Speck, who is currently writing her second book, Simply Ancient Grains, explains that in the US people are seeking out freshly milled flour from local farms, as farmers have started to grow grains again in areas where they had long been abandoned. In the absence of such premium flour, Speck recommends using the best whole wheat flour available. “Whole wheat flour is a great choice,” she says, “because it has a gluten structure which helps in baking. Other whole grain flours you can add are rye, barley, corn, and millet flour, or even whole millet seeds. Each grain brings its distinct aroma and character. But they have less or no gluten, so I recommend to only use up to twenty-five per cent of total flour in a recipe to allow your bread to rise well,” she adds.

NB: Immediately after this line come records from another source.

PR #1957, opened 2025-04-24
Check if connection is valid while get client from poll

### LINKED ISSUE #1887: Scheduled jobs often fail due to db timeout
The scheduled jobs thread regularly fails with the following:

```
database connection error: error communicating with the server: Connection timed out (os error 110)
thread 'main' panicked at /src/db.rs:239:47:
called `Result::unwrap()` on an `Err` value: Getting jobs data
Caused by:
    connection closed
note: run with `RUST_BACKTRACE=1` environment variable to display a backtrace
2025-01-23T17:33:20.088253Z ERROR triagebot: run_scheduled_jobs task died (error=panic)
```

or

```
database connection error: error communicating with the server: Connection timed out (os error 110)
thread 'main' panicked at src/main.rs:377:26:
called `Result::unwrap()` on an `Err` value: database schedule jobs
Caused by:
    0: Inserting job
    1: connection closed
2025-01-23T17:37:11.484202Z ERROR triagebot: schedule_jobs task died (error=panic)
```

“If you are new to whole grains, I recommend using one third and up to one half of whole wheat flour in your favourite bread recipe. If you want to use one hundred per cent whole wheat flour, adjustments need to be made — for example, by using more liquid and by introducing a resting period to allow the bran to soften.”
Many people have no desire to bake, but they do want to eat healthy bread. In that case, seeking out good artisan bread is your best bet. An unscientific survey of foodie friends across the Caribbean revealed that more and more supermarkets are stocking specialty breads like cassava, rye, and sourdough. They are usually more expensive than the typical sandwich loaf, because of the time and process involved in making them.
In Woodbrook, a neighbourhood in west Port of Spain, a little shop called Zabouca Breads has been baking some of the best artisan bread in Trinidad. The man behind the operation, US-trained baker Chris Marshall, is passionate about delivering wholesome goodness to his customers via this hand-crafted bread.
In an interview with the T&T Guardian newspaper, Marshall explained that his breads are fermented naturally using poolish, levain, and biga, the fermentation starters of cultivated wild yeast. The doughs are then rested for twelve hours before being hand-shaped and baked in a special steam-injected oven “My bread takes a while to reach the consumer, because we are looking for a particular taste,” Marshall said.
The bread at Zabouca is more expensive than regular bread, but given the attention Marshall pays to using the best organic ingredients, and the time he takes to develop the fullest flavour in each loaf, it’s most definitely worth it.
As we all seek ways to make our lives healthier and keep our tastebuds alive, we can do no worse than making sure our dietary staples — like bread — are of good quality. If you’ve wanted to try your hand at baking, don’t be put off by the mess and the time-consuming process. You’ll feel rewarded when you’re biting into a warm, tasty slice slathered with butter and topped with your favourite cheese.